Thursday, February 23
PS1 Poster Session 1 and Opening Mixer Thu, Feb 23, 5:30 PM - 7:00 PM
Conference Center AB

An Application of Competing Risk Analysis in Large Cardiovascular Clinical Trials (303443)

*Purva Jain, Beth Israel Deaconess Medical Center, Harvard Medical School 
Doug Arbetter, Beth Israel Deaconess Medical Center, Harvard Medical School 
Megan Yee, Beth Israel Deaconess Medical Center, Harvard Medical School 
Adrian F Hernandez, Duke University 
Russell D Hull, The University of Calgary 
Samuel Z Goldhaber, Brigham and Women's Hospital 
Robert A Harrington, Stanford University 
Alexander Gold, Portola Pharmaceuticals Inc. 
Alexander T Cohen, Guy's and St.

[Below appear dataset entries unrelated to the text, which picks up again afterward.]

PR #1107, opened 2019-01-16
hevce: add setting weights/offsets for driver

otsirule:
This commit is prerequisite for enabling weighted prediction,
but support for all platforms is still disabled, because
driver doesn't have capability reporting for this functionality.

### DIFF
--- a/_studio/mfx_lib/encode_hw/h265/src/mfx_h265_encode_vaapi.cpp
+++ b/_studio/mfx_lib/encode_hw/h265/src/mfx_h265_encode_vaapi.cpp
@@ -554,7 +554,7 @@ void FillConstPartOfPps(
     pps.pic_fields.bits.transform_skip_enabled_flag                = par.m_pps.transform_skip_enabled_flag;
     pps.pic_fields.bits.cu_qp_delta_enabled_flag                   = par.m_pps.cu_qp_delta_enabled_flag;
     pps.pic_fields.bits.weighted_pred_flag                         = par.m_pps.weighted_pred_flag;
-    pps.pic_fields.bits.weighted_bipred_flag                       = par.m_pps.weighted_pred_flag;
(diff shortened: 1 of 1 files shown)


_studio/mfx_lib/encode_hw/h265/src/mfx_h265_encode_vaapi.cpp
```diff
@@ -679,18 +679,37 @@ void UpdateSlice(
...
-        slice.luma_offset_l1
-        slice.delta_chroma_weight_l1
-        slice.chroma_offset_l1
-*/
+
+#if defined(MFX_ENABLE_HEVCE_WEIGHTED_PREDICTION)
+    if ((slice.slice_type == SLICE_P && pps.pic_fields.bits.weighted_pred_flag) ||
+        (slice.slice_type == SLICE_B && pps.pic_fields.bits.weighted_bipred_flag))
+    {
+        const mfxU16 Y = 0, Cb = 1, Cr = 2, W = 0, O = 1;
```
lakulako: O looks too much like 0. Possible to rename?

_studio/mfx_lib/encode_hw/h265/src/mfx_h265_encode_vaapi.cpp
```diff
@@ -679,18 +679,37 @@ void UpdateSlice(
...
+
+        slice.luma_log2_weight_denom           = task.m_sh.luma_log2_weight_denom;
+        slice.delta_chroma_log2_weight_denom   = task.m_sh.chroma_log2_weight_denom - slice.luma_log2_weight_denom;
```
lakulako: Needs [static_]cast to avoid warnings. Similar in the loop below.

_studio/mfx_lib/encode_hw/h265/src/mfx_h265_encode_vaapi.cpp
otsirule: Done

PR #1114, opened 2019-01-17
Lock ref frames

maksenox:


_studio/mfx_lib/decode/vp9/src/mfx_vp9_dec_decode_hw.cpp
```diff
@@ -671,7 +799,7 @@ mfxStatus MFX_CDECL VP9DECODERoutine(void *p_state, void * /* pp_param */, mfxU3
 
     if (!data.surface_work)
         return MFX_ERR_UNDEFINED_BEHAVIOR;
-
+    printf("%d", data.currFrameId);
```
mgonchar: You shouldn'd upload debug prints to upstream code

_studio/mfx_lib/decode/vp9/src/mfx_vp9_dec_decode_hw.cpp
```diff
@@ -85,6 +87,130 @@ bool CheckHardwareSupport(VideoCORE *p_core, mfxVideoParam *p_video_param)
...
+    {
+        if(m_lockedRefFrames.find(currFrame) != m_lockedRefFrames.end())
+        {
+            // currFrame should not be in m_lockedRefFrames map
+            // but if it is there free resources (decrease the references).
+            FreeReferenceFrames(currFrame);
+            (void)MFX_STS_TRACE(MFX_ERR_UNKNOWN);
+        }
+
+        for (mfxI32 i = 0; i < NUM_REF_FRAMES; ++i)
```
mgonchar: This line is inconsistent with declaration at line 163. I suggest to use same constant for declaration as well

PR #1118, opened 2019-01-17
vp8d: Fixed incorrect computation of 1st partition size

Losev-Ivan:
Fixes: 88f8b98cf0a280efb35d54da4843d713438ecf84 ("vp8: Fixed vp8 playback")


_studio/mfx_lib/decode/vp8/src/mfx_vp8_dec_decode_hw.cpp
```diff
@@ -1,4 +1,4 @@
-// Copyright (c) 2018 Intel Corporation
+// Copyright (c) 2019 Intel Corporation
```
DenWolf: Something wrong with Copyright years - need to be 2018-2019

PR #1128, opened 2019-01-22
mpeg2d: enable flushing with zero workSurface

akokoshn:
-Enable flushing with zero workSurface for unlock buffered surface
 without using extra (useless) surface


_studio/mfx_lib/decode/mpeg2/src/mfx_mpeg2_decode.cpp
```diff
@@ -772,7 +777,8 @@ mfxStatus VideoDECODEMPEG2::SubmitFrame(mfxBitstream* bs, mfxFrameSurface1* surf
 
     std::unique_ptr<TaskInfo> info(new TaskInfo); // to prevent memory leak
```
mgonchar: this comment is useless

_studio/mfx_lib/decode/mpeg2/src/mfx_mpeg2_decode.cpp
```diff
@@ -651,31 +651,36 @@ mfxStatus VideoDECODEMPEG2::DecodeFrameCheck(mfxBitstream* bs, mfxFrameSurface1*
...
-        sts = CheckFrameInfoCodecs(&surface_work->Info, MFX_CODEC_MPEG2);
-        MFX_CHECK(MFX_ERR_NONE == sts, MFX_ERR_UNSUPPORTED);
+        if (m_opaque)
+        {
+            sts = CheckFrameInfoCodecs(&surface_work->Info, MFX_CODEC_MPEG2);
+            MFX_CHECK(MFX_ERR_NONE == sts, MFX_ERR_UNSUPPORTED);
 
-        if (surface_work->Data.MemId || surface_work->Data.Y || surface_work->Data.R || surface_work->Data.A || surface_work->Data.UV) // opaq surface
-            return MFX_ERR_UNDEFINED_BEHAVIOR;
+            if (surface_work->Data.MemId || surface_work->Data.Y || surface_work->Data.R || surface_work->Data.A || surface_work->Data.UV) // opaq surface
```
mgonchar: I would suggest to use ```MFX_CHECK``` macro, it will allow to trace triggering of this condition

_studio/mfx_lib/decode/mpeg2/src/mfx_mpeg2_decode.cpp
```diff
@@ -651,31 +651,36 @@ mfxStatus VideoDECODEMPEG2::DecodeFrameCheck(mfxBitstream* bs, mfxFrameSurface1*
     MFX_CHECK(m_core, MFX_ERR_UNDEFINED_BEHAVIOR);
     MFX_CHECK(m_decoder, MFX_ERR_NOT_INITIALIZED);
 
-    MFX_CHECK_NULL_PTR2(surface_work, surface_out);
+    MFX_CHECK_NULL_PTR1(surface_out);
 
     mfxStatus sts = bs ? CheckBitstream(bs) : MFX_ERR_NONE;
```
mgonchar: I don't like this construction
It should be
```
mfxStatus sts = MFX_ERR_NONE;
if (bs)
{
    sts = CheckBitstream(bs);
    MFX_CHECK_STS(sts);
}
```

But since it wasn't introduced by you I'm not forcing you to change it

_studio/mfx_lib/decode/mpeg2/src/mfx_mpeg2_decode.cpp
```diff
@@ -1030,9 +1036,16 @@ void VideoDECODEMPEG2::FillOutputSurface(mfxFrameSurface1* surface_work, mfxFram
 {
     const auto fd = frame->GetFrameData();
```
mgonchar: I think you should check input pointers which you are using

_studio/mfx_lib/decode/mpeg2/src/mfx_mpeg2_decode.cpp
```diff
@@ -772,7 +777,8 @@ mfxStatus VideoDECODEMPEG2::SubmitFrame(mfxBitstream* bs, mfxFrameSurface1* surf
 
     std::unique_ptr<TaskInfo> info(new TaskInfo); // to prevent memory leak
 
-    info->surface_work = GetOriginalSurface(surface_work);
+    if (surface_work)
+        info->surface_work = GetOriginalSurface(surface_work);
```
dmitryermilov: info->surface_work = surface_work ? GetOriginalSurface(surface_work) : nullptr;

_studio/mfx_lib/decode/mpeg2/src/mfx_mpeg2_decode.cpp
```diff
@@ -651,31 +651,36 @@ mfxStatus VideoDECODEMPEG2::DecodeFrameCheck(mfxBitstream* bs, mfxFrameSurface1*
...
     MFX_CHECK(m_decoder, MFX_ERR_NOT_INITIALIZED);
 
-    MFX_CHECK_NULL_PTR2(surface_work, surface_out);
+    MFX_CHECK_NULL_PTR1(surface_out);
 
     mfxStatus sts = bs ? CheckBitstream(bs) : MFX_ERR_NONE;
     MFX_CHECK_STS(sts);
 
-    if (m_opaque)
+    if (surface_work != nullptr)
```
dmitryermilov: Please add a comment in code what you want to achieve. For future readers

_studio/mfx_lib/decode/mpeg2/src/mfx_mpeg2_decode.cpp
```diff
@@ -1030,9 +1043,10 @@ void VideoDECODEMPEG2::FillOutputSurface(mfxFrameSurface1* surface_work, mfxFram
 {
     const auto fd = frame->GetFrameData();
```
mgonchar: at his point you used ```frame``` which can be null (because it is input you can't rely on outside code). As alternative you can use reference here

_studio/mfx_lib/decode/mpeg2/src/mfx_mpeg2_decode.cpp
```diff
@@ -1030,9 +1043,10 @@ void VideoDECODEMPEG2::FillOutputSurface(mfxFrameSurface1* surface_work, mfxFram
...
 
-    mfxVideoParam vp;
-    *surf_out = m_allocator->GetSurface(fd->GetFrameMID(), surface_work, &vp);
-     if (m_opaque)
+    *surf_out = (surface_work != nullptr) ? m_allocator->GetSurface(fd->GetFrameMID(), surface_work, &m_video_par) :
```
mgonchar: at least ```GetSurfaceByIndex``` can return null, so you need to check ```*surf_out``` pointer before dereferencing

Issue #970, opened 2018-12-05
ffmpeg mjpeg encode: set FrameType to MFX_FRAMETYPE_I 


fulinjie:
In mjpeg_qsv: 
pict_type was decided by bs->FrameType and it equals AV_PICTURE_TYPE_NONE.

In native mjpeg encode:
pict_type was set to AV_PICTURE_TYPE_I in avcodec_encode_video2() after calling ff_mpv_encode_picture();

So, I think it may be better to set bs Frame Type to MFX_FRAMETYPE_I in MSDK than setting pict_type to AV_PICTURE_TYPE_NONE in ff_qsv_encode()?

Details in https://trac.ffmpeg.org/ticket/7593

dvrogozh:
@Alexandr-Konovalov: I thought, maybe you will take a look since you work with jpeg now?

PR #1129, opened 2019-01-22
mjpege: change frame type to MFX_FRAMETYPE_I from MFX_FRAMETYPE_UNKNOWN

Alexandr-Konovalov:
Fixes: #970

### DIFF
--- a/_studio/mfx_lib/encode/mjpeg/src/mfx_mjpeg_encode.cpp
+++ b/_studio/mfx_lib/encode/mjpeg/src/mfx_mjpeg_encode.cpp
@@ -659,10 +659,10 @@ mfxStatus MFXVideoENCODEMJPEG::MJPEGENCODECompleteProc(void *pState, void *pPara
     }
 
     pTask->bs->DataLength += (mfxU32)(pDataOut.GetDataSize());
-    
+
     obj.m_frameCount++;
 
-    if(pTask->bs->DataLength - pTask->m_initialDataLength) 
+    if(pTask->bs->DataLength - pTask->m_initialDataLength)
     {
         obj.m_encodedFrames++;
         obj.m_totalBits += (pTask->bs->DataLength - pTask->m_initialDataLength) * 8;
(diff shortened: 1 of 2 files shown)


_studio/mfx_lib/encode/mjpeg/src/mfx_mjpeg_encode.cpp
```diff
@@ -659,10 +659,11 @@ mfxStatus MFXVideoENCODEMJPEG::MJPEGENCODECompleteProc(void *pState, void *pPara
     }
 
     pTask->bs->DataLength += (mfxU32)(pDataOut.GetDataSize());
-    
+    pTask->bs->FrameType = MFX_FRAMETYPE_I;
```
dvrogozh: I always thought that such frame encoding characteristics as gop structure should be assigned within EncodeFrameAsync and only data is filled once SyncOperation is completed. From this perspective this assignment looks incorrect - the one which you did in EncodeFrameCheck should be enough.

_studio/mfx_lib/encode_hw/mjpeg/src/mfx_mjpeg_encode_hw.cpp
```diff
@@ -972,6 +972,7 @@ mfxStatus MFXVideoENCODEMJPEG_HW::EncodeFrameCheck(
 
     bs->TimeStamp = surface->Data.TimeStamp;
     bs->DecodeTimeStamp = surface->Data.TimeStamp;
+    bs->FrameType = MFX_FRAMETYPE_I;
```
dvrogozh: What about SW path? And are there a shared SW/HW code where we can do that?

Alexandr-Konovalov: SW path is covered by change in mfx_mjpeg_encode.cpp. I found no right place to put `MFX_FRAMETYPE_I` assignment that is called from `EncodeFrameAsync` and shared by HW and SW pathes.

_studio/mfx_lib/encode/mjpeg/src/mfx_mjpeg_encode.cpp
Alexandr-Konovalov: Sure, moved to `MFXVideoENCODEMJPEG::EncodeFrameCheck()`.

PR #1130, opened 2019-01-22
Fix ROI task settings to delta QP ROI in CQP case

vshampor:


akokoshn:
looks OK, but not sure MFX_ROI_MODE_QP_DELTA is right value for RC = MFX_RATECONTROL_CQP or not

vshampor:
> 
> 
> looks OK, but not sure MFX_ROI_MODE_QP_DELTA is right value for RC = MFX_RATECONTROL_CQP or not

The other option is the "priority" ROI mode, which is not supported by the driver. Furthermore, I have found no documentation on how it's actually supposed work, but probably the priority mode is only relevant for BRC types other than CQP.

PR #1132, opened 2019-01-23
Static analysis issues fixes

dmitrybrazhkin:

### DIFF
--- a/_studio/mfx_lib/decode/h265/src/mfx_h265_dec_decode.cpp
+++ b/_studio/mfx_lib/decode/h265/src/mfx_h265_dec_decode.cpp
@@ -786,7 +786,11 @@ mfxStatus VideoDECODEH265::GetDecodeStat(mfxDecodeStat *stat)
     m_stat.NumSkippedFrame = m_pH265VideoDecoder->GetSkipInfo().numberOfSkippedFrames;
     m_stat.NumCachedFrame = 0;
 
-    H265DecoderFrame *pFrame = m_pH265VideoDecoder->GetDPBList()->head();
+    H265DBPList *dpb = m_pH265VideoDecoder->GetDPBList();
+    if (!dpb)
+        return MFX_ERR_UNDEFINED_BEHAVIOR;
+
+    H265DecoderFrame *pFrame = dpb->head();
     for (; pFrame; pFrame = pFrame->future())
     {
         if (!pFrame->wasOutputted() && !isAlmostDisposable(pFrame))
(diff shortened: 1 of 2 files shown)


_studio/shared/umc/codec/h264_dec/src/umc_h264_mfx_supplier.cpp
```diff
@@ -388,7 +388,7 @@ Status MFXTaskSupplier::DecodeSEI(NalUnit *nalUnit)
         bitStream.Reset((uint8_t*)swappedMem.GetPointer(), (uint32_t)swappedMem.GetDataSize());
 
         NAL_Unit_Type nal_unit_type;
-        uint32_t nal_ref_idc;
+        uint32_t nal_ref_idc = 0;
```
dvrogozh: Why we don't initialize nal_unit_type then? And what we actually get in the bitStream.GetNALUnitType(nal_unit_type, nal_ref_idc); - both values or only one?

_studio/mfx_lib/decode/h265/src/mfx_h265_dec_decode.cpp
```diff
@@ -786,7 +786,11 @@ mfxStatus VideoDECODEH265::GetDecodeStat(mfxDecodeStat *stat)
     m_stat.NumSkippedFrame = m_pH265VideoDecoder->GetSkipInfo().numberOfSkippedFrames;
     m_stat.NumCachedFrame = 0;
 
-    H265DecoderFrame *pFrame = m_pH265VideoDecoder->GetDPBList()->head();
+    H265DBPList *dpb = m_pH265VideoDecoder->GetDPBList();
+    if (!dpb)
+        return MFX_ERR_NULL_PTR;
```
dmitry-gurulev: `MFX_ERR_NULL_PTR` is described as 
> NULL pointer in the input or output arguments
Having null pointer for DPB here looks to be unexpected, so I think `MFX_ERR_UNDEFINED_BEHAVIOR` status would be better.

dmitrybrazhkin: Fixed

_studio/shared/umc/codec/h264_dec/src/umc_h264_mfx_supplier.cpp
dvrogozh: I would either initialize both or have error check for GetNALUnitType.

dmitrybrazhkin: Done

PR #1140, opened 2019-01-25
[VP9D] decoding DRC with external system memory allocator

IlyaSergeyev:
MFX_MEMTYPE_SYSTEM_MEMORY does not support adaptive mode
Decoder uses internal frames for decoding in that case, that are
need to be re-allocated simultaneously with external frames

MDP-50893

Original #1124 was splitted into #1141 and this one

Test cases

./mfx_player -i Stress_VP9_FC2p1ss444_1920x1080_250_extra_stress_2.2.0.vp9 -o:i444 -hw -sys -async 5 -crc -async_depth 5 -vp9_drc -gpu_copy 1 -adaptive_playback

PR #1124, opened 2019-01-18
[VP9D]  show_existing_frame with DRC

IlyaSergeyev:
1) With MFX_MEMTYPE_EXTERNAL_FRAME and MFX_MEMTYPE_DXVA2_DECODER_TARGET
copying MFX_MEMTYPE_EXTERNAL_FRAME frames fails without locking frame
2) We should re-allocate internal D3D decoding surface in same way as external output surface in case of REALLOC_SURFACE 

MDP-50343

Test:
./mfx_player -i Stress_VP9_FC2p1ss444_1920x1080_250_extra_stress_2.2.0.vp9 -o:i444 -hw -d3d -async 5 -crc -async_depth 5 -vp9_drc

./mfx_player -i Stress_VP9_FC2p1ss444_1920x1080_250_extra_stress_2.2.0.vp9 -o:i444 -hw -sys -async 5 -crc -async_depth 5 -vp9_drc -gpu_copy 1 -adaptive_playback

PR #1141, opened 2019-01-25
[VP9D] show existing frame with external vaapi frame failed

IlyaSergeyev:
show_existing_flag with external vaapi allocator case
copying frame with DoFastCopyWrapper without locking temporary source fails

(Original #1124 was splitted into #1140 and this one)

MDP-51343

Testcase:

./mfx_player -i Stress_VP9_FC2p1ss444_1920x1080_250_extra_stress_2.2.0.vp9 -o:i444 -hw -d3d -async 5 -crc -async_depth 5 -vp9_drc

### DIFF
--- a/_studio/shared/src/libmfx_core_vaapi.cpp
+++ b/_studio/shared/src/libmfx_core_vaapi.cpp
@@ -916,8 +916,19 @@ VAAPIVideoCORE::DoFastCopyWrapper(
         {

Thomas' Hospital 
C. Michael Gibson, Harvard Medical School 

Keywords: competing risks, proportional hazards, cardiology, clinical trial

Competing risk methods are time to event analyses that include fatal and/or non-fatal events that may potentially alter or prevent a subject from experiencing the primary endpoint. This method provides a more accurate and less biased probability, but is rarely applied in cardiology trials. APEX investigated the efficacy of betrixaban versus enoxaparin to prevent venous thromboembolism (VTE) in acute medically ill patients (n=7513). The aim of the current analysis was to determine the efficacy of betrixaban vs enoxaparin accounting for non-VTE related death using the Fine & Gray method for competing risks. The proportion of non-VTE related death was similar in both the betrixaban (133, 3.6%) and enoxaparin (136, 3.7%) arms. The strength of association between treatment and efficacy was measured using a subhazard ratio, and the results favored betrixaban in the reduction of the secondary endpoint, a composite of symptomatic DVT, PE or VTE-related death (SR = 0.65, 95% 0.42 – 0.99, p=0.046). This method provides a less biased relationship between treatment and efficacy compared to a traditional cause-specific analysis that may overestimate the true strength of association.